Provide a verbatim copy of the data below.

··········

PR #975, opened 2021-01-13
Add instance types and instance targeting

evanphx:
This is laying the groundwork for future work. It adds a type field to instances to track (Long Running, On Demand, and Virtual).

Additionally this adds the ability to target a specific instance for an exec session.


internal/cli/exec.go
```diff
@@ -16,6 +16,71 @@ import (
...
+		}
+
+		exitCode, err = client.Run()
+		if err != nil {
+			app.UI.Output(clierrors.Humanize(err), terminal.WithErrorStyle())
+			return ErrSentinel
+		}
+
+		return nil
+	})
```
mitchellh, line 77: This is alright and all but I wonder if we should instead keep the same DoApp loop and just maybe add a couple functions we call out to to configure the `*execclient.Client`. I expect we'll have more targeting in the future (by deployment for example) and I don't want to set a precedent for just copying and pasting each time.

The actual instance lookup stuff looks fine!

internal/server/execclient/client.go
```diff
@@ -32,6 +32,10 @@ type Client struct {
 	Stdin         io.Reader
 	Stdout        io.Writer
 	Stderr        io.Writer
+
+	// If set, will cause the server to connect to this specific
+	// instance.
+	InstanceId string
```
mitchellh, line 38: I'd pull DeploymentId/DeploymentSeq down here too and just like use comments to document they're a `oneof`.

internal/server/proto/server.proto
```diff
@@ -1979,6 +1998,12 @@ message ExecStreamRequest {
 
     // Pty is set if we should allocate a PTY for this exec stream.
     PTY pty = 3;
+
+    // Instance to send the exec request to. This is indicates that
+    // the client wants an exec session to this specific instance,
+    // rather than one the server picks. Targetted instances can be
+    // any instance type, where as untargeted have to be LONG_RUNNING.
+    string target_instance_id = 4;
```
mitchellh, line 2006: Given `deployment_id` doesn't have a `target_` prefix, I'm gonna bike shed and say this one shouldn't either.

Also, unclear: if this is specified, should I _not_ specify deployment ID?

We may want to change it to this:

```proto
oneof target {
  string deployment_id = 1;
  string instance_id = 4;
}
```

(As long as you keep the same tag numbers, that is backwards compat)

internal/server/singleprocess/state/instance_exec.go
```diff
@@ -60,6 +60,36 @@ type InstanceExec struct {
 	Connected         uint32
 }
 
+func (s *State) InstanceExecCreateByTargetedInstance(exec *InstanceExec) error {
```
mitchellh, line 63: The `ByDeployment` uses `exec` just as an _out_ param, I think we should just keep following that pattern and pass instance ID as a param here. 

The implementation should set it on `InstanceExec` probably.

internal/server/singleprocess/state/instance_exec.go
```diff
@@ -77,6 +107,13 @@ func (s *State) InstanceExecCreateByDeployment(did string, exec *InstanceExec) e
 	for raw := iter.Next(); raw != nil; raw = iter.Next() {
 		rec := raw.(*Instance)
 
+		// When looking through all the instances for an exec capable instance
+		// we only consider LONG_RUNNING type instances. These are the only ones
+		// that it makes sense to send random exec sessions to.
+		if rec.Type != pb.Instance_LONG_RUNNING {
```
mitchellh, line 113: Can you add a unit test for this functionality?

mitchellh (changes requested):

internal/cli/exec.go
evanphx: Yeah, I considered that. This change was the cleanest diff but I can move it inside DoApp.

internal/server/execclient/client.go
evanphx: 👍

internal/server/proto/server.proto
evanphx: Totes fair. Also good call on the use of oneof here, that's the right move.

internal/server/singleprocess/state/instance_exec.go
evanphx: Sure.

internal/server/singleprocess/state/instance_exec.go
evanphx: Ah! I missed that one, yup.

internal/server/proto/server.proto
```diff
@@ -1646,6 +1646,25 @@ message Instance {
...
+  // Which type of instance this is
+  Type type = 5;
+
+  // Instances are one of a these types.
+  enum Type {
+    // The "traditional" instance type, a process that is running
+    // constantly for a long period of time.
+    LONG_RUNNING = 0;
+
+    // An instance that was launched in responce to a request and will
```
briancain, line 1659:
```suggestion
    // An instance that was launched in response to a request and will
```

internal/server/proto/server.proto
```diff
@@ -1646,6 +1646,25 @@ message Instance {
...
+    // disappear quickly.
+    ON_DEMAND = 1;
+
+    // An instance that is not actually running an code, but registers
```
briancain, line 1663:
```suggestion
    // An instance that is not actually running any code, but registers
```

briancain (approved):
:dart:

mitchellh (approved):

krantzinator (approved):
joining Team Approval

··········

> Result for this task
PR #975, opened 2021-01-13
Add instance types and instance targeting

evanphx:
This is laying the groundwork for future work. It adds a type field to instances to track (Long Running, On Demand, and Virtual).

Additionally this adds the ability to target a specific instance for an exec session.


internal/cli/exec.go
```diff
@@ -16,6 +16,71 @@ import (
...
+		}
+
+		exitCode, err = client.Run()
+		if err != nil {
+			app.UI.Output(clierrors.Humanize(err), terminal.WithErrorStyle())
+			return ErrSentinel
+		}
+
+		return nil
+	})
```
mitchellh, line 77: This is alright and all but I wonder if we should instead keep the same DoApp loop and just maybe add a couple functions we call out to to configure the `*execclient.Client`. I expect we'll have more targeting in the future (by deployment for example) and I don't want to set a precedent for just copying and pasting each time.

The actual instance lookup stuff looks fine!

internal/server/execclient/client.go
```diff
@@ -32,6 +32,10 @@ type Client struct {
 	Stdin         io.Reader
 	Stdout        io.Writer
 	Stderr        io.Writer
+
+	// If set, will cause the server to connect to this specific
+	// instance.
+	InstanceId string
```
mitchellh, line 38: I'd pull DeploymentId/DeploymentSeq down here too and just like use comments to document they're a `oneof`.

internal/server/proto/server.proto
```diff
@@ -1979,6 +1998,12 @@ message ExecStreamRequest {
 
     // Pty is set if we should allocate a PTY for this exec stream.
     PTY pty = 3;
+
+    // Instance to send the exec request to. This is indicates that
+    // the client wants an exec session to this specific instance,
+    // rather than one the server picks. Targetted instances can be
+    // any instance type, where as untargeted have to be LONG_RUNNING.
+    string target_instance_id = 4;
```
mitchellh, line 2006: Given `deployment_id` doesn't have a `target_` prefix, I'm gonna bike shed and say this one shouldn't either.

Also, unclear: if this is specified, should I _not_ specify deployment ID?

We may want to change it to this:

```proto
oneof target {
  string deployment_id = 1;
  string instance_id = 4;
}
```

(As long as you keep the same tag numbers, that is backwards compat)

internal/server/singleprocess/state/instance_exec.go
```diff
@@ -60,6 +60,36 @@ type InstanceExec struct {
 	Connected         uint32
 }
 
+func (s *State) InstanceExecCreateByTargetedInstance(exec *InstanceExec) error {
```
mitchellh, line 63: The `ByDeployment` uses `exec` just as an _out_ param, I think we should just keep following that pattern and pass instance ID as a param here. 

The implementation should set it on `InstanceExec` probably.

internal/server/singleprocess/state/instance_exec.go
```diff
@@ -77,6 +107,13 @@ func (s *State) InstanceExecCreateByDeployment(did string, exec *InstanceExec) e
 	for raw := iter.Next(); raw != nil; raw = iter.Next() {
 		rec := raw.(*Instance)
 
+		// When looking through all the instances for an exec capable instance
+		// we only consider LONG_RUNNING type instances. These are the only ones
+		// that it makes sense to send random exec sessions to.
+		if rec.Type != pb.Instance_LONG_RUNNING {
```
mitchellh, line 113: Can you add a unit test for this functionality?

mitchellh (changes requested):

internal/cli/exec.go
evanphx: Yeah, I considered that. This change was the cleanest diff but I can move it inside DoApp.

internal/server/execclient/client.go
evanphx: 👍

internal/server/proto/server.proto
evanphx: Totes fair. Also good call on the use of oneof here, that's the right move.

internal/server/singleprocess/state/instance_exec.go
evanphx: Sure.

internal/server/singleprocess/state/instance_exec.go
evanphx: Ah! I missed that one, yup.

internal/server/proto/server.proto
```diff
@@ -1646,6 +1646,25 @@ message Instance {
...
+  // Which type of instance this is
+  Type type = 5;
+
+  // Instances are one of a these types.
+  enum Type {
+    // The "traditional" instance type, a process that is running
+    // constantly for a long period of time.
+    LONG_RUNNING = 0;
+
+    // An instance that was launched in responce to a request and will
```
briancain, line 1659:
```suggestion
    // An instance that was launched in response to a request and will
```

internal/server/proto/server.proto
```diff
@@ -1646,6 +1646,25 @@ message Instance {
...
+    // disappear quickly.
+    ON_DEMAND = 1;
+
+    // An instance that is not actually running an code, but registers
```
briancain, line 1663:
```suggestion
    // An instance that is not actually running any code, but registers
```

briancain (approved):
:dart:

mitchellh (approved):

krantzinator (approved):
joining Team Approval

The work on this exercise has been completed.